## EXERCISE DESCRIPTION
Can the data below be set down again exactly, line for line?

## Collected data
PR #523, opened 2025-05-10
add Japanese Translate

wefma:
To make the site more accessible and friendly to Japanese users, we will translate almost all of the items into Japanese.


wefma:
By removing "様" only from the site administrator and placing the other developers under the "Contributors" section, we can treat the contributors with '様' if we choose to.

wefma:
For the text visible to general users, I focused on conveying the meaning in a way that is easy to understand, taking into account the actual behavior. However, for legal documents such as the terms of service, I made an effort to use expressions as close as possible to the original meaning.

wefma:
I don't have a runtime environment to test it yet, but I'll open a pull request for now just in case.
if you ok, please merge this

project/thscoreboard/replays/templates/replays/index.html
```diff
@@ -4,10 +4,15 @@
 {% block content %}
 
 <h1 class="highlight">{% translate "Welcome to Silent Selene!" %}</h1>
+{% blocktranslate %}
```
n-rook, line 7: `{% blocktranslate %}` cannot be used outside of a block with `{% url ... %}` in it. As such, please revert this change from this PR, and submit it separately later.

I wanted to be helpful and do this myself now that you pointed it out. However, when I did so and then ran "makemessages" it caused a lot of small differences in the .po files. If I submitted that, I think it would cause many merge conflicts on your PR. So, I think the best way to handle this is:

1. You remove this annotation fix in the index page from this PR.
2. I approve this PR and submit it.
3. I fix this annotation problem myself.
4. Once I do, you can submit the translation for this block of text.

Sorry for the inconvenience.

project/thscoreboard/locale/ja/LC_MESSAGES/django.po
```diff
@@ -1609,6 +1800,96 @@ msgid ""
...
+"    <p>\n"
+"        サイレントセレナのリプレイは『通常プレイ』『ツール使用』『その他』の3種類に分類されます。多くのリプレイは<b>通常プレイ</b>に分類されます。通常プレイはプレイヤーに作用する特殊なツールを用いてプレイしたものではないことを意味します。(ただしプレイ内容に変更がないツールは通常プレイに分類されます。)<b>ツール使用</b>のリプレイは外部ツールを使用してプレイされたリプレイのことを指します。任意のツールが該当し、ステートセーブのように明らかに『不正』とみなされる行為が行われているリプレイであっても許されます。しかし、そのリプレイは実際のゲームで動作するリプレイでなければなりません。そして<b>その他</b>は上記2つに該当しないもの全てのリプレイを指します。これはゲームの内容を改変したリプレイや、その他著しく通常の挙動から逸脱した変更を加えたリプレイが該当します。\n"
+"    </p>\n"
+"    <h2>要約</h2>\n"
+"    <p>\n"
+"        通常プレイではVpatchと翻訳パッチが許可されています。ポーズバッファリング(一時停止を濫用して疑似的にゲーム速度を遅くすること)は許可されていません。\n"
+"    </p>\n"
+"    <h2>自分のプレイが通常プレイに当てはまるか否か</h2>\n"
+"    <h3>一般規則</h3>\n"
+"    <h4>高難度プレイのリプレイ\</h4>\n"
```
n-rook, line 1816: The backslash before `</h4>` causes the translation library to report an error, so please remove it.

n-rook (changes requested):
Thank you so much for doing all of this! I really appreciate it. I have felt bad that the Japanese translation has been incomplete for so long, so I am very happy to see it improve.

project/thscoreboard/replays/templates/replays/index.html
wefma: Is this ok?
[d088e11](https://github.com/n-rook/thscoreboard/pull/523/commits/d088e11b67d805614063b180c0c3d5bbbce14840)

Sorry for the trouble on my end too

project/thscoreboard/locale/ja/LC_MESSAGES/django.po
wefma: sorry for type miss!
[ed03bee](https://github.com/n-rook/thscoreboard/pull/523/commits/ed03bee37e79cfcaa7bd16177b281c35236f8225) modify this wrong

project/thscoreboard/replays/templates/replays/index.html
n-rook: Thank you. I had to remove it from the .po file too to get it to work, but I pushed that changes so it should be good now.

project/thscoreboard/locale/ja/LC_MESSAGES/django.po
n-rook: Thanks

n-rook (approved):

## EXERCISE ANSWER
PR #523, opened 2025-05-10
add Japanese Translate

wefma:
To make the site more accessible and friendly to Japanese users, we will translate almost all of the items into Japanese.


wefma:
By removing "様" only from the site administrator and placing the other developers under the "Contributors" section, we can treat the contributors with '様' if we choose to.

wefma:
For the text visible to general users, I focused on conveying the meaning in a way that is easy to understand, taking into account the actual behavior. However, for legal documents such as the terms of service, I made an effort to use expressions as close as possible to the original meaning.

wefma:
I don't have a runtime environment to test it yet, but I'll open a pull request for now just in case.
if you ok, please merge this

project/thscoreboard/replays/templates/replays/index.html
```diff
@@ -4,10 +4,15 @@
 {% block content %}
 
 <h1 class="highlight">{% translate "Welcome to Silent Selene!" %}</h1>
+{% blocktranslate %}
```
n-rook, line 7: `{% blocktranslate %}` cannot be used outside of a block with `{% url ... %}` in it. As such, please revert this change from this PR, and submit it separately later.

I wanted to be helpful and do this myself now that you pointed it out. However, when I did so and then ran "makemessages" it caused a lot of small differences in the .po files. If I submitted that, I think it would cause many merge conflicts on your PR. So, I think the best way to handle this is:

1. You remove this annotation fix in the index page from this PR.
2. I approve this PR and submit it.
3. I fix this annotation problem myself.
4. Once I do, you can submit the translation for this block of text.

Sorry for the inconvenience.

project/thscoreboard/locale/ja/LC_MESSAGES/django.po
```diff
@@ -1609,6 +1800,96 @@ msgid ""
...
+"    <p>\n"
+"        サイレントセレナのリプレイは『通常プレイ』『ツール使用』『その他』の3種類に分類されます。多くのリプレイは<b>通常プレイ</b>に分類されます。通常プレイはプレイヤーに作用する特殊なツールを用いてプレイしたものではないことを意味します。(ただしプレイ内容に変更がないツールは通常プレイに分類されます。)<b>ツール使用</b>のリプレイは外部ツールを使用してプレイされたリプレイのことを指します。任意のツールが該当し、ステートセーブのように明らかに『不正』とみなされる行為が行われているリプレイであっても許されます。しかし、そのリプレイは実際のゲームで動作するリプレイでなければなりません。そして<b>その他</b>は上記2つに該当しないもの全てのリプレイを指します。これはゲームの内容を改変したリプレイや、その他著しく通常の挙動から逸脱した変更を加えたリプレイが該当します。\n"
+"    </p>\n"
+"    <h2>要約</h2>\n"
+"    <p>\n"
+"        通常プレイではVpatchと翻訳パッチが許可されています。ポーズバッファリング(一時停止を濫用して疑似的にゲーム速度を遅くすること)は許可されていません。\n"
+"    </p>\n"
+"    <h2>自分のプレイが通常プレイに当てはまるか否か</h2>\n"
+"    <h3>一般規則</h3>\n"
+"    <h4>高難度プレイのリプレイ\</h4>\n"
```
n-rook, line 1816: The backslash before `</h4>` causes the translation library to report an error, so please remove it.

n-rook (changes requested):
Thank you so much for doing all of this! I really appreciate it. I have felt bad that the Japanese translation has been incomplete for so long, so I am very happy to see it improve.

project/thscoreboard/replays/templates/replays/index.html
wefma: Is this ok?
[d088e11](https://github.com/n-rook/thscoreboard/pull/523/commits/d088e11b67d805614063b180c0c3d5bbbce14840)

Sorry for the trouble on my end too

project/thscoreboard/locale/ja/LC_MESSAGES/django.po
wefma: sorry for type miss!
[ed03bee](https://github.com/n-rook/thscoreboard/pull/523/commits/ed03bee37e79cfcaa7bd16177b281c35236f8225) modify this wrong

project/thscoreboard/replays/templates/replays/index.html
n-rook: Thank you. I had to remove it from the .po file too to get it to work, but I pushed that changes so it should be good now.

project/thscoreboard/locale/ja/LC_MESSAGES/django.po
n-rook: Thanks

n-rook (approved):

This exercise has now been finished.